The Parallel Relay ATE (Automated Test Equipment) was developed as a technology demonstrator for the National Instruments Military and Aerospace Solutions Conference. The objective was to illustrate the following concepts:

  • Higher Production Throughput – Multiple UUTs being tested in parallel
  • Lower Capital Equipment Costs – Instruments reused by multiple test sockets
  • Higher Resource Utilisation – Measurements are scheduled to utilise idle instrumentation

Realtime Statistics

In addition the system was also used to demonstrate real time statistical analysis for production environments. Metrics which were captured and displayed included:

  • Overall Test
    1. Equipment Utilisation (%)
    2. Cycle Time
    3. Pass Rate
    4. Waiting Time
    5. Uptime
  • Measurements
    1. Mean
    2. Standard Deviation
    3. Process Capability
      1. Cp
      2. Cpk


The system comprised 8 test sockets for socketed single-pole double-throw (SPDT) relays. A set of instruments within the tester were used to perform a series of tests on the relays, however these were shared resources (i.e. dedicated instruments were not assigned to each test socket). A switch matrix was used to route signals from the UUTs to the instrumentation and dedicated control signals were used to switch the relays. In addition a visual indicator and UUT presence sensor was available for each test socket.

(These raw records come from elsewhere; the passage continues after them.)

PR #7371, opened 2022-01-11
Make links more clear

danog:


weirdan:
https://psalm.dev/docs/annotating_code/type_syntax/atomic_types/ - that section indeed could use a bit more contrast, so I see how links might not stand out. With that said, I'm not too fond of the solution proposed here either.

AndrolGenhald:
> https://psalm.dev/docs/annotating_code/type_syntax/atomic_types/ - that section indeed could use a bit more contrast, so I see how links might not stand out. With that said, I'm not too fond of the solution proposed here either.

Oh, yeah, I probably should have checked the website instead of checking markdown renderers... I can see how that's not super clear. I think the ideal solution would be a css change on the website.

danog:
> I can see how that's not super clear, those links are nearly indistinguishable from the surrounding text. I think the ideal solution would be a css change on the website.

Precisely, I briefly considered doing this, instead, but I personally like the muted color scheme in the site, and (at least to me) links are pretty distinguishable in a normal text-context like in https://psalm.dev/docs/, it's just that this specific page is composed of just links :)

I also considered changing the typehint to a textual description, forcing people to click on it to see the actual typehint (ie `positive-int` => `Positive integer types`)

danog:
@weirdan @orklah Any opinion on this? :)

orklah:
Unfortunately, I have horrible taste in things so my opinion is unhelpful here 😄

weirdan:
I think as long as there's some normal text visible in the view red links are ok. So what we could do instead is to provide textual descriptions here and there (they don't have to be present on every item).

E.g. something like this:

AndrolGenhald:
@weirdan I would prefer a color change, I have trouble telling links apart in the rest of the documentation as well.

weirdan:
@AndrolGenhald please propose the colour to change to then

AndrolGenhald:
@weirdan I'm not exactly the best person to ask about what colors are good for a theme :stuck_out_tongue: all I can tell you is that these colors are hard to tell apart. The standard blue is fine, but @danog likes the muted color scheme without blue links, and I'm guessing others might as well.

How about underlining?
image

Obviously it should exclude the edit icon and navigation, but that shouldn't be difficult. In basic no-css html links are blue and underlined, so if they're going to be different it makes sense to me to at least keep them either blue without underlining or non-blue with underlining.

While we're at it maybe we can add a [dark theme based on system preference](https://squidfunk.github.io/mkdocs-material/setup/changing-the-colors/#system-preference).

weirdan:
Dotted underline perhaps?

image

AndrolGenhald:
The homepage already has normal underlining:
image
So I'd go with that. We should maybe make those colors consistent as well. I might open a pull request or two later this week.

PR #7372, opened 2022-01-11
Add LiteralKeyUnshapedArray checks

danog:
This has been really useful @ work to enforce shaping of arrays.
This will require some more tweaking to fix tests & psalm itself, in the meantime sending in a draft for review.

Phpstan already does something similar, by directly requiring an array shape in all array typehints (which is also what we've been doing, via a CS rule): https://phpstan.org/r/e02b117c-9c25-414e-ac51-949eb6ee70c8

### DIFF
--- a/config.xsd
+++ b/config.xsd
@@ -290,6 +290,7 @@
             <xs:element name="LessSpecificClassConstantType" type="ClassConstantIssueHandlerType" minOccurs="0" />
             <xs:element name="LessSpecificImplementedReturnType" type="IssueHandlerType" minOccurs="0" />
             <xs:element name="LessSpecificReturnStatement" type="IssueHandlerType" minOccurs="0" />
+            <xs:element name="LiteralKeyUnshapedArray" type="IssueHandlerType" minOccurs="0" />
             <xs:element name="LessSpecificReturnType" type="IssueHandlerType" minOccurs="0" />
             <xs:element name="LoopInvalidation" type="IssueHandlerType" minOccurs="0" />
             <xs:element name="MethodSignatureMismatch" type="IssueHandlerType" minOccurs="0" />
--- a/docs/running_psalm/error_levels.md
+++ b/docs/running_psalm/error_levels.md
@@ -130,6 +130,7 @@ These issues are treated as errors at level 2 and below.
  - [InvalidDocblockParamName](issues/InvalidDocblockParamName.md)
  - [InvalidFalsableReturnType](issues/InvalidFalsableReturnType.md)
  - [InvalidStringClass](issues/InvalidStringClass.md)
+ - [LiteralKeyUnshapedArray](issues/LiteralKeyUnshapedArray.md)
  - [MissingClosureParamType](issues/MissingClosureParamType.md)
  - [MissingClosureReturnType](issues/MissingClosureReturnType.md)
  - [MissingConstructor](issues/MissingConstructor.md)
--- a/docs/running_psalm/issues.md
+++ b/docs/running_psalm/issues.md
@@ -100,6 +100,7 @@
  - [LessSpecificImplementedReturnType](issues/LessSpecificImplementedReturnType.md)
  - [LessSpecificReturnStatement](issues/LessSpecificReturnStatement.md)
  - [LessSpecificReturnType](issues/LessSpecificReturnType.md)
+ - [LiteralKeyUnshapedArray](issues/LiteralKeyUnshapedArray.md)
  - [LoopInvalidation](issues/LoopInvalidation.md)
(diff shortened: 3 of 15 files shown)


orklah:
Can you describe what that does exactly? This seems quite different from what PHPStan does. Also, this would be *very* opiniated (quite possibly even more than Mixed* issues)

I think this should target Psalm 5 in any case, this would be too big a change for projects just updating their version

danog:
As per the documentation, LiteralKeyUnshapedArray is emitted when a literal key is used on an unshaped array.  

All known array shapes must be annotated using [array shape syntax](/docs/annotating_code/type_syntax/array_types/#object-like-arrays), to allow additional Psalm paradox checks on array keys and types.  

When working with arrays whose shape is not known yet (i.e. user input), a **separate validation function** must be used with a function-level suppress.  

By splitting validation and business logic, Psalm can make more and better typechecks of existing usages of the business logic.

This is indeed very opinionated, and I indeed was unsure whether to put the issue in level 1 along with the `Mixed*` issues, but it has really helped @ work in enforcing more and better phpdocs.

AndrolGenhald:
Is this a bit redundant with [ensureArray*OffsetsExist](https://psalm.dev/docs/running_psalm/configuration/#ensurearraystringoffsetsexist)? I know that config doesn't do as much as I'd like, could that be improved instead? Or maybe only emit the new issue if the relevant setting between those is set?

orklah:
> a PossiblyUndefined*Offset indicates a very local issue, that is solved easily with an isset.

The part were you say it has value is also the part that will annoy people. If a given array can't be documented for whatever reason (including array retrieved from third party libs), users will have no way out. Isset is precisely the usual good practice in that kind of cases.

So, I'd be open in extending ensureArray*OffsetsExist with that check(without the isset part for example), but if you want to keep the whole feature as is, I think this would belong more in a plugin.

I'm kinda undecided though, maybe @weirdan can give us his thoughts

AndrolGenhald:
I don't really mind having this be an optional feature if you want to be really strict about arrays, but the one thing that really makes me uneasy about it is the requirement to use `@psalm-suppress`. I've always viewed suppressing errors as something that should be done if the error is a false-positive or if you just don't have things correctly typed. This feature seems to me like it's changing that meaning to "I want to allow this in this function but nowhere else", which is pretty similar but still seems a little strange to me.

The way I think about `@psalm-suppress` right now, the ideal scenario is not having any instances of it in the codebase, and searching for it can show you all the places things need fixed or psalm is wrong. With this feature that's no longer the case. I think I'd prefer a new tag be introduced.

I definitely think this should go behind a configuration option that defaults to false, and that should be mentioned in the documentation for the issue. It's too opinionated to be the default.

I agree with @orklah that this seems like it might be more suited to a plugin.

danog:
> I don't really mind having this be an optional feature if you want to be really strict about arrays, but the one thing that really makes me uneasy about it is the requirement to use `@psalm-suppress`

I've been thinking about the exact same thing over the last few days, and I intend to switch to another way of handling this issue by introducing a `@psalm-validate` method-level annotation, instead (which possibly also automatically enables `@psalm-pure`).

Again, I know it's really opinionated, but now that I think of it it's not so different from a MixedAssignment issue, which is emitted by default at level 1: it has the same underlying rationale of enforcing typing @ the source.
I'll move it to a level 1 issue and point to master, still hoping it can get in as a default in v5 :D

weirdan:
I prefer something closer to what PHPStan does: forbidding unqualified `array` and other iterables, either as native type (missing the docblock) or `@param array`.

orklah:
I also like this check, but it wouldn't help that much in this case. The goal of this PR is to scream when accessing any literal offset key when the array is not a shape. So even with `array<string, string>`, the phpstan-like check would be happy but not this PR.

Personnally I'm wondering if we should put that in a plugin or into the ensureArray*OffsetsExist check

weirdan:
> or into the ensureArray*OffsetsExist check

That would be my preference, yes.

orklah:
@danog ok so we could add this to the existing check. That implies that isset() will still work, this solves my second worry. Could you try to make the adaptations?

AndrolGenhald:
@orklah I thought the whole point of this PR is to prevent even `isset($arr['possiblyunset'])` outside of a specifically tagged function, which is why I think it's too opinionated.

orklah:
If I understood correctly, the goal was not specifically to forbid `isset($arr['possiblyunset'])` but `$arr['possiblyunset']`, including in isset. What I suggest is making ensureArray*OffsetsExist stricter so it would warn on `$arr['possiblyunset']` but still allows `isset($arr['possiblyunset'])` (which still would allow a way out when the phpdoc is not detailed enough)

The software was written using National Instruments’ TestStand and LabVIEW. The test sequences were constructed to showcase the “Auto Schedule” functionality of TestStand allowing parallel testing of multiple UUTs and efficient sharing of resources. Effectively, the test application was able to test each relay in parallel, using a limited set of test resources, by dynamically re-ordering the test process (within constraints) to make efficient use of the instrumentation.

An intuitive operator interface showed the status of each test socket graphically, with the following states:

  • Passed
  • Failed
  • Terminated (due to operator intervention)
  • Error (such as an instrumentation failure)
  • Idle (waiting for relay to be inserted)

The UUT presence sensor was able to automatically determine the insertion of a relay into an idle test socket, and start the test without any operator intervention. In addition, the removal of a relay during a test would automatically terminate the socket’s test sequence. At the completion of a relay test, a visual indicator above each test socket would indicate the status.

Test results were logged for each measurement and a “Live Production Data” display was available showing overall test station utilisation and measurement statistics.


While originally conceived as a technology demonstrator, the software was architected to provide a reference design for parallel testing scenarios, which could be very easily adapted to handle testing of any specific UUT. The benefits of parallel testing speak for themselves: increased throughput, lower equipment costs, higher utilisation all add up to ensure lower overall cost of ownership for production environments.